We rijden terug van een onvergetelijke vakantie. Een geweldig land met gastvrije inwoners. Elke dag doen waar je zin in hebt en veel indrukken opdoen. Maar dan is daar het moment dat je weer naar huis gaat. En net zoals de heenreis veel met me doet, is de terugreis altijd nog erger. Ik ben een denker. Zit op de bijrijdersstoel en heb alle tijd. Op de heenreis bedenk ik of ik iets vergeten ben, wie ik ga missen, wat we allemaal gaan zien, hoe ver dat afstaat van het dagelijkse leven. Op de terugreis komt er weemoed. Ook vanwege het feit dat we vaak in de avond/nacht reizen met de muziek op tien. Dat versterkt je gevoel. Weemoed naar dat wat er letterlijk achter ons ligt. Vóór ons het vertrouwde, thuis. En met dat thuis is altijd iets. Ik verzin in m’n vakantie veel nieuwe uitdagingen, ieder jaar weer. Dit jaar waren ze voor de vakantie al bekend. De vakantie is letterlijk een break tussen veel veranderingen. En ik word er lichtelijk zenuwachtig van als ik eraan denk. Nu rijden we nog. Nu is het nog even voor ons.

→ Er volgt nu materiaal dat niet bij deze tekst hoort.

Issue #2427, opened 2019-03-11
Error When Creating Translations


marcalwestf:
1.- When an additional language is being added, it has to be set as _System Language_.
Let's take Italian:
![20190309_Creating_Language_00](https://user-images.githubusercontent.com/1789408/54100859-3a0b2b80-4386-11e9-8642-ea01ad987286.png)

2.- Then the process _Language Maintenance_ must be called
![20190309_Creating_Language_01](https://user-images.githubusercontent.com/1789408/54100879-57d89080-4386-11e9-9573-632a705c871e.png)

3.- An Error is thrown
![20190309_Creating_Language_02](https://user-images.githubusercontent.com/1789408/54100892-67f07000-4386-11e9-9e1f-a86576546ad0.png)

4.- In the IDE
![20190309_Creating_Language_03](https://user-images.githubusercontent.com/1789408/54100904-78084f80-4386-11e9-85e8-8efd853af533.png)
It is _MLanguage.addTable()_.

5.- The SQL confirms the findings:
![20190309_Creating_Language_04](https://user-images.githubusercontent.com/1789408/54101048-1c8a9180-4387-11e9-8ec6-4624bb392260.png)
The table _ad_browse_ has the definition of column Name as follows
`name character varying(255) NOT NULL,`
whereas table  _ad_browse_trl_ has the definition of column Name as follows
`name character varying(60) NOT NULL,`
This discrepancy causes the error.

5.- When incrementing the size of _Name_ in _ad_browse_trl_ to 255:
![20190309_Creating_Language_05](https://user-images.githubusercontent.com/1789408/54101062-2a401700-4387-11e9-9c2d-c8995913f671.png)

6.- The process  _Language Maintenance_ is executed without error
![20190309_Creating_Language_06](https://user-images.githubusercontent.com/1789408/54101106-6bd0c200-4387-11e9-9eff-fa8f21b5bbf8.png)

yamelsenih:
Hi @marcalwestf can you make a pull request with SQL improvement?

Best regard

PR #2470, opened 2019-04-09
#2427 Error When Creating Translations

marcalwestf:
Issue: https://github.com/adempiere/adempiere/issues/2427

Field AD_Browse_Trl increased both in AD and DB to 255.


e-Evolution:
fixes #2427

Issue #2472, opened 2019-04-09
When you generate the invoice history for the forecast, the sales rep is not used


e-Evolution:

yamelsenih:
Please @e-Evolution is nice if you can create or add some description for issue.

Best regard

PR #2476, opened 2019-04-11
#2472 When you generate the invoice history for the forecast, the sal…

e-Evolution:
…es rep is not used https://github.com/adempiere/adempiere/issues/2472


e-Evolution:
Related #2471

PR #2488, opened 2019-04-18
Add support to tables to exclude from packout

yamelsenih:
Add po model to export parent from packout instead id from context


yamelsenih:
Replaced by: #2498

Issue #2484, opened 2019-04-16
Add relation between Request Update and Invoice Line


e-Evolution:
Currently when an invoice is generated from a request there is no dependency on the line of the invoice generated with the update of the request that should be mark as processed

Issue #2483, opened 2019-04-16
Add relation between Request Update and Request Action


e-Evolution:
It is currently not possible to link a resource update with the request history, which makes it difficult to know how an invoice of a request is linked to the result of the request.

PR #2489, opened 2019-04-22
#2484  Add relation between Request Update and Invoice Line

e-Evolution:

Morgen stop ik met roken. Morgen halen we onze nieuwe vriend, Cody. Eenmaal thuis leveren we onze camper in en gaan we de komende maanden op zoek naar een andere. Eenmaal thuis gaan we naar de bank om de hypotheek te tekenen zodat we ons huisje kunnen kopen en her en der verbouwen. M’n nieuwe IPhone ligt op het postkantoor en ik kan maandag weer naar m’n geliefde werk. Zoveel!!! Alles is leuk of een uitdaging, maar ik ben toch wat weemoedig terwijl ik in het donker naar buiten staar in de camper. Allemaal nieuwe dingen. Ik rij er nu nog tussenin. Niets is wat het is of was.
De vakantie is voorbij en het leven thuis gaat weer beginnen. Maar op dit moment ben ik nog even nergens.